- _Collected data entries_
#####

PR #2757, opened 2020-07-24
Extend asset API upload to support base64 [SCI-4813]

urbanrotnik:
Jira ticket: [SCI-4813](https://biosistemika.atlassian.net/browse/SCI-4813)

### What was done
Refactored update and create actions on: 
- Attachments controller
- Results controller (for File Result) 
Now accepts previous behavior (multipart form) and new base64 encoded file 
- In docs only Base64

### Docs:
Check https://github.com/biosistemika/scinote-api-v1-docs/pull/20

### DIFF
--- a/app/controllers/api/v1/assets_controller.rb
+++ b/app/controllers/api/v1/assets_controller.rb
@@ -28,7 +28,7 @@ module Api
           blob = ActiveStorage::Blob.create_after_upload!(
             io: StringIO.new(Base64.decode64(asset_params[:file_data])),
             filename: asset_params[:file_name],
-            content_type: asset_params[:content_type]
+            content_type: asset_params[:file_type]
           )
           asset = @step.assets.new(file: blob)
         end
@@ -48,7 +48,7 @@ module Api
 
         return params.require(:data).require(:attributes).permit(:file) if @form_multipart_upload
 
-        attr_list = %i(file_data content_type file_name)
+        attr_list = %i(file_data file_type file_name)
         params.require(:data).require(:attributes).require(attr_list)
         params.require(:data).require(:attributes).permit(attr_list)
       end
@@ -59,7 +59,7 @@ module Api
       end
 
       def check_upload_type
-        @form_multipart_upload = true if params.dig(:data, :attributes)[:file]
+        @form_multipart_upload = true if params.dig(:data, :attributes, :file)
       end
     end
   end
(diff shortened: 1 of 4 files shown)


app/controllers/api/v1/assets_controller.rb
```diff
@@ -45,6 +57,10 @@ def load_asset
         @asset = @step.assets.find(params.require(:id))
         raise PermissionError.new(Asset, :read) unless can_read_protocol_in_module?(@asset.step.protocol)
       end
+
+      def check_upload_type
+        @form_multipart_upload = true if params.dig(:data, :attributes)[:file]
```
okriuchykhin, line 62: why [:file] is outside dig?

app/controllers/api/v1/results_controller.rb
```diff
@@ -139,8 +158,14 @@ def result_file_params
...
-        prms.require(:attributes).require(:file)
-        prms.dig(:attributes).permit(:file)
+        if prms.require(:attributes)[:file]
+          @form_multipart_upload = true
+          return prms.dig(:attributes).permit(:file)
+        end
+        attr_list = %i(file_data file_type file_name)
+
+        prms.require(:attributes).require(attr_list)
+        prms.dig(:attributes).permit(attr_list)
```
okriuchykhin, line 168: attributes were already checked by require on previous line

urbanrotnik: Yes, but we want to permit only what is in the attr_list? Or what do you mean? I am not sure. 

Another question. Do you think is ok to send `file_data`, `file_type`, and `file_name`. Or we want to combine data and type in URL base64 string? 
I didn't find what is "more correct" way, but I thin URL base64 string is more for inline images in HTML.

app/controllers/api/v1/assets_controller.rb
urbanrotnik: Updated

app/controllers/api/v1/results_controller.rb
okriuchykhin: I mean that you can simply call prms.permit(attributes: attr_list)

urbanrotnik: Then we have to call `prms.permit(attributes: attr_list)[:attributes]` because we want to return only nested hash in attributes?

PR #2761, opened 2020-07-27
Fix step position adjusting on move and destroy [SCI-4880]

okriuchykhin:
Jira ticket: [SCI-4880](https://biosistemika.atlassian.net/browse/SCI-4880)

### What was done
Fix step position adjusting on move and destroy

### DIFF
--- a/app/models/step.rb
+++ b/app/models/step.rb
@@ -9,7 +9,7 @@ class Step < ApplicationRecord
             presence: true,
             length: { maximum: Constants::NAME_MAX_LENGTH }
   validates :description, length: { maximum: Constants::RICH_TEXT_MAX_LENGTH }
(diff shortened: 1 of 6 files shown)


app/models/step.rb
```diff
@@ -90,6 +90,36 @@ def my_module
...
+
+    step_below = protocol.steps.find_by(position: position + 1)
+
+    return unless step_below
+
+    transaction do
+      step_below.position = position
+      update!(position: -1)
+      step_below.save!
+      update!(position: step_below.position + 1)
```
radiokills, line 119: would this work?:
update([step_below.id, self.id], {position: position}, {position: step_below.position})

radiokills (approved):

PR #2796, opened 2020-08-18
Add factories for new task flows models [SCI-4934]

mlorb:
Jira ticket: [SCI-4934](https://biosistemika.atlassian.net/browse/SCI-4934)

### What was done
Add factories for new task flows models. Create `status_flow` before every creation of `my_module`.

### DIFF
--- a/spec/factories/my_module_status_conditions.rb
+++ b/spec/factories/my_module_status_conditions.rb
@@ -1,0 +1,7 @@
+# frozen_string_literal: true
+
+FactoryBot.define do
+  factory :my_module_status_condition do
+    my_module_status
+  end
+end
--- a/spec/factories/my_module_status_conditions.rb
+++ b/spec/factories/my_module_status_conditions.rb
@@ -1,7 +1,7 @@
 # frozen_string_literal: true
 
 FactoryBot.define do
-  factory :my_module_status_condition do
+  factory :active_condition, class: 'MyModuleStatusConditions::Active' do
     my_module_status
   end
 end
--- a/spec/factories/my_module_status_consequences.rb
+++ b/spec/factories/my_module_status_consequences.rb
@@ -1,7 +1,7 @@
 # frozen_string_literal: true
 
 FactoryBot.define do
-  factory :my_module_status_consequence do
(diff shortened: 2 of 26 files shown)


spec/factories/my_module_status_conditions.rb
```diff
@@ -0,0 +1,7 @@
+# frozen_string_literal: true
```
urbanrotnik, line 1: We do not need this factory, this is a superclass and should not be saved.

spec/factories/my_module_status_consequences.rb
```diff
@@ -0,0 +1,7 @@
+# frozen_string_literal: true
```
urbanrotnik, line 1: ditto

spec/factories/my_module_status_implications.rb
```diff
@@ -0,0 +1,7 @@
+# frozen_string_literal: true
```
urbanrotnik, line 1: ditto

spec/factories/my_module_status_conditions.rb
urbanrotnik: We can implement factory for specific conditions/consequences or implications. Like `read_only.rb`

spec/factories/my_modules.rb
```diff
@@ -7,6 +7,7 @@
     sequence(:x) { |n| n }
     workflow_order { MyModule.where(experiment_id: experiment.id).count + 1 }
     experiment
+    my_module_status
```
urbanrotnik, line 10: I wouldn't add it here. Could be a separate trait, because it is optional.

urbanrotnik (changes requested):
Few thoughts on this: 
- I would not force `my_module` having status always. It is optional. And if we have default status flow, it will be assigned. But in most cases, we do not need it. It will slow down tests if we always generate new status with its parent status flow. Factory can have a trait `:with_status`
-  I would remove status also from the controllers. If we want/need status + status_flows in specific controller, we can generate it in `before` hook with "seeds" generation like `MyModuleStatusFlow.ensure_default`. 
- We do not need factories for superclasses (implications, consequences, and conditions) Should not persist without specific STI type. Currently, we can instance and save it in DB. We can add validation here, and add factories for specific implications...

PR #2798, opened 2020-08-20
Add API endpoints for workflows [SCI-4831]

aignatov-bio:
Jira ticket: [SCI-4831](https://biosistemika.atlassian.net/browse/SCI-4831)

### What was done
Add API endpoints for workflows

### DIFF
--- a/app/controllers/api/v1/tasks_controller.rb
+++ b/app/controllers/api/v1/tasks_controller.rb
@@ -59,7 +59,7 @@ module Api
       def task_params
         raise TypeError unless params.require(:data).require(:type) == 'tasks'
 
-        params.require(:data).require(:attributes).permit(%i(name x y description state))
+        params.require(:data).require(:attributes).permit(%i(name x y description state my_module_status_id))
       end
 
       def load_task_for_managing
--- a/app/controllers/api/v1/tasks_controller.rb
+++ b/app/controllers/api/v1/tasks_controller.rb
@@ -30,7 +30,7 @@ module Api
       def create
         raise PermissionError.new(MyModule, :create) unless can_manage_experiment?(@experiment)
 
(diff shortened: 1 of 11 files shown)


app/serializers/api/v1/task_serializer.rb
```diff
@@ -4,14 +4,39 @@ module Api
...
 
+      def status_id
+        object.my_module_status_id
+      end
+
+      def status_name
+        object.my_module_status.name
+      end
+
+      def prev_status_id
```
urbanrotnik, line 24: You can use belongs_to for previous and next status with its serializer...?

urbanrotnik (changes requested):
Check comments and implement request specs for new controllers. You can add also tests for schema matching

app/serializers/api/v1/task_serializer.rb
aignatov-bio: It does not belong to my_module

app/controllers/api/v1/tasks_controller.rb
```diff
@@ -59,7 +60,7 @@ def activities
       def task_params
         raise TypeError unless params.require(:data).require(:type) == 'tasks'
 
-        params.require(:data).require(:attributes).permit(%i(name x y description state))
```
urbanrotnik, line 62: Can you set not first my_module_status on the `create` method also?  Or will fail with validation for check_status?

urbanrotnik (approved):
Check one comment, if it is covered, merge

app/serializers/api/v1/task_serializer.rb
urbanrotnik: But status `belongs_to`...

#####

- _What is needed_
Retype the records above from the very first line down to the line with "- Attachments controller", keeping both of those lines. Include nothing beyond them.

- _Expected output_
PR #2757, opened 2020-07-24
Extend asset API upload to support base64 [SCI-4813]

urbanrotnik:
Jira ticket: [SCI-4813](https://biosistemika.atlassian.net/browse/SCI-4813)

### What was done
Refactored update and create actions on: 
- Attachments controller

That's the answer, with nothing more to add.